Power Estimation and Energy Efficiency of AI Accelerators on Embedded Systems

Abstract

The rapid expansion of IoT devices poses new challenges for AI-driven services, particularly in terms of energy consumption. Although cloud-based AI processing has been the dominant approach, its high energy consumption calls for more energy-efficient alternatives. Edge computing offers an approach for reducing both latency and energy consumption. In this paper, we propose a methodology for estimating the power consumption of AI accelerators on an embedded edge device. Through experimental evaluations involving GPU- and Edge TPU-based platforms, the proposed method demonstrated estimation errors below 8%. The estimation errors were partly due to unaccounted power consumption from main memory and storage access. The proposed approach provides a foundation for more reliable energy management in AI-powered edge computing systems.

1. Introduction

The exponential growth of connected sensors and Internet of Things (IoT) devices has resulted in a significant increase in data generation at the network edge. While this data-rich environment enables a broad range of AI-driven services, it also introduces significant challenges, particularly in terms of energy consumption and environmental impact. Traditional AI systems rely heavily on centralized cloud infrastructures to process and analyze vast streams of data, a model that contributes substantially to carbon emissions. Data centers alone are currently responsible for around 2% of global CO₂ emissions, and with rising demand, their energy consumption is expected to grow by 10% annually [1].
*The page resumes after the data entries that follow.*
PR #1779, opened 2026-08-12
fix(python): honour include and exclude in generic model serializers

ChiragAgg5k:
Follow-up to #1776/#1777, from review on appwrite/sdk-for-console-python#7.

Models with additional properties serialize their payload from a `@model_serializer(mode='wrap')`, because the payload lives in a private attribute rather than a declared field. The serializer wrote that key *after* pydantic had applied `include`/`exclude`, so field selection could not see it. On the published SDK:

```python
doc.model_dump(exclude={'data'})
# {'id': 'a', ..., 'data': {'title': 'hello', 'body': 'x'}}   <- exclude ignored

doc.model_dump(include={'id'})
# {'id': 'a', 'data': {'title': 'hello', 'body': 'x'}}        <- data not asked for
```

Nested selection could not reach the payload either: `include={'data': {'title'}}` returned the whole payload, and for a typed payload nothing was propagated into its own `model_dump`.

The serializer now resolves the selector against the synthetic key before writing it, and passes any nested selector down — to `model_dump` when the payload is a model, or by filtering keys when it is a plain dict. `SerializationInfo` exposes `include`/`exclude`, so this needs no override of `model_dump`.

For payload-only models such as `Preferences`, whose keys merge at the top level, the selector applies to those keys directly.

## After

```
plain             {'id': 'a', ..., 'data': {'title': 'hello', 'body': 'x'}}
exclude={'data'}  data absent
include={'id'}    {'id': 'a'}
include={'data'}  {'data': {'title': 'hello', 'body': 'x'}}
include={'data': {'title'}}   {'data': {'title': 'hello'}}
exclude={'data': {'title'}}   {'data': {'body': 'x'}}
exclude={'id'}    data still present
prefs include={'theme'}       {'theme': 'dark'}
```

Same results whether the payload is a plain dict or a typed model. `to_dict()` is unchanged.

## Verification

Regenerated the Console Python SDK and exercised every case above against the built package, for dict and typed payloads. The 1053 generated tests still pass, `composer lint-twig` is clean, and the only files that change in a regenerated SDK are the three generic models (`document`, `row`, `preferences`).

### DIFF
--- a/templates/python/package/models/model.py.twig
+++ b/templates/python/package/models/model.py.twig
@@ -2,7 +2,7 @@
 {% set isGeneric = definition.additionalProperties or hasGenericProperty %}
 from typing import Any, Dict, List, Optional, Union, cast{% if isGeneric %}, Generic, TypeVar, Type{% endif %}
 
-from pydantic import Field, PrivateAttr{{ definition.additionalProperties ? ', model_serializer' : '' }}
+from pydantic import Field, PrivateAttr{{ definition.additionalProperties ? ', TypeAdapter, model_serializer' : '' }}
 
 from .base_model import AppwriteModel
 {% set added = [] %}
@@ -30,6 +30,10 @@ from .{{ subSchema | caseSnake }} import {{ subSchema | caseUcfirst }}
 {% if isGeneric %}
 
 T = TypeVar('T')
+{% endif %}
+{% if definition.additionalProperties %}
+
+_PAYLOAD_ADAPTER = TypeAdapter(Dict[str, Any])
 {% endif %}
 
 class {{ definition.name | caseUcfirst }}(AppwriteModel{% if isGeneric %}, Generic[T]{% endif %}):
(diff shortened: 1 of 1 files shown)


ChiragAgg5k:
Valid — fixed in 903104d.

Pydantic does apply nested selection to `Dict[str, Any]` values, so filtering by key alone was both incomplete and inconsistent with the contract:

```python
M(d={'profile': {'name': 'n', 'secret': 's'}}).model_dump(include={'d': {'profile': {'name'}}})
# {'d': {'profile': {'name': 'n'}}}     <- pydantic recurses into a plain dict
```

Rather than hand-roll that traversal, the payload now dumps through a module-level `TypeAdapter(Dict[str, Any])`, which reuses pydantic's own selection — nesting at any depth, `__all__`, and the `by_alias`/`exclude_*` flags. The adapter runs only when a selector is present, so the default path is untouched.

```
include={'data': {'profile': {'name'}}}        {'profile': {'name': 'n'}}
exclude={'data': {'profile': {'secret'}}}      {'profile': {'name': 'n'}, 'tags': [...], 'other': 1}
include={'data': {'tags': {'__all__': {'a'}}}} {'tags': [{'a': 1}]}
```

Same results for a typed payload, which routes through the model's own `model_dump`. Plain `model_dump()` and `to_dict()` are unchanged, the 1053 generated tests pass, and `lint-twig` is clean.

PR #1783, opened 2026-08-13
Support portable OpenAPI generation profiles

ChiragAgg5k:
## What does this PR do?

Adds support for generating platform SDKs from one portable OpenAPI document plus a separate SDK generation profile.

```text
open-api3-1.9.x.json
sdk-generation-profile-1.9.x.json
              │
              └── OpenAPI3(spec, platform, profile) → existing generator input
```

Standard OpenAPI fields now work without a profile: services use `tags`, method names use `operationId`, authentication uses operation `security`, examples use `example`, enum names can use schema `title`, and OpenAPI 3.1 nullable schemas are normalized. Legacy platform specs and `x-appwrite` metadata remain supported.

`example.php` prefers the unified spec/profile pair and falls back to the legacy platform-specific URL for older releases.

## Test Plan

```text
composer refactor:check
composer lint
composer lint-twig
```

Additional compatibility validation:

- Built a portable OpenAPI document and profile from the current client, server, and console specs.
- Compared the complete normalized generator input for all three platforms.
- Generated and recursively compared Web client, Node server, Web console, and PHP server SDKs; no output differences.
- Validated the portable OpenAPI document with `swagger-cli`.

## Related PRs and Issues

- Follow-up to appwrite/appwrite#13201; that PR will be reworked to emit the portable document and profile after this lands.

### DIFF
--- a/AGENTS.md
+++ b/AGENTS.md
@@ -202,14 +202,17 @@ Pass as first argument to generate only that SDK:
 - **Silent no-op:** A new `.twig` file with no `getFiles()` entry — generation runs successfully but the file is never created
 - **Wrong scope:** Using `default` scope when you need `service` scope means your template can't access `{{ service.name }}`
 - **Copy scope surprises:** A `copy`-scoped file with Twig syntax — the syntax is output literally, not rendered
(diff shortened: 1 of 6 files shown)


ChiragAgg5k:
Closing per design feedback. This approach still projected the official OpenAPI document through a separate JSON generation profile and reconstructed legacy metadata internally. We will replace it with incremental native parsing of official OpenAPI attributes in SDK Generator, without converting the specification into another JSON representation.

In response to these challenges, edge computing has emerged as a technically viable and energy-efficient alternative to centralized architectures. By processing and storing data closer to where it is generated—at the “edge” of the network—AI applications can reduce their dependency on power-hungry cloud servers, thereby minimizing data transmission requirements and lowering overall energy consumption. Performing AI inference locally on edge devices mitigates network dependency, minimizes latency, and contributes to substantial improvements in overall system energy efficiency. Recent advancements in low-power AI accelerators, lightweight neural network architectures, and model optimization techniques have further enhanced the feasibility of executing complex AI workloads directly on resource-constrained edge devices.

To leverage hardware accelerators, machine learning models trained using libraries must be converted into the precision and format required by the hardware accelerator used in embedded systems. Even when using the same deep learning model, differences in mapped operations between libraries or variations in performance (execution time) and energy consumption can occur, depending on the computing resources used such as CPU (Central Processing Units), GPU (Graphical Processing Units), and other accelerators. Additionally, AI hardware accelerators often employ quantization techniques to increase speed, which can impact the accuracy of the results [2]. Unlike data centers, where energy resources are comparatively abundant and scalable, edge devices often operate within limited power budgets, constrained thermal envelopes, and battery-powered contexts. In such scenarios, achieving system-wide energy efficiency depends not only on deploying low-power hardware but also on accurately estimating and managing the power consumption of AI accelerators

Estimation of power consumption is essential for several reasons. It enables system designers to configure AI accelerators effectively for a given application, balancing computational performance with energy efficiency requirements. Power estimation can be utilized for dynamic power management, such as voltage and frequency scaling, thereby extending device operational lifetime and reducing overall energy consumption. In mission-critical and energy-sensitive sectors such as energy management, healthcare, and autonomous systems, maintaining predictable and efficient power profiles is crucial for ensuring reliable system behavior and preventing operational disruptions.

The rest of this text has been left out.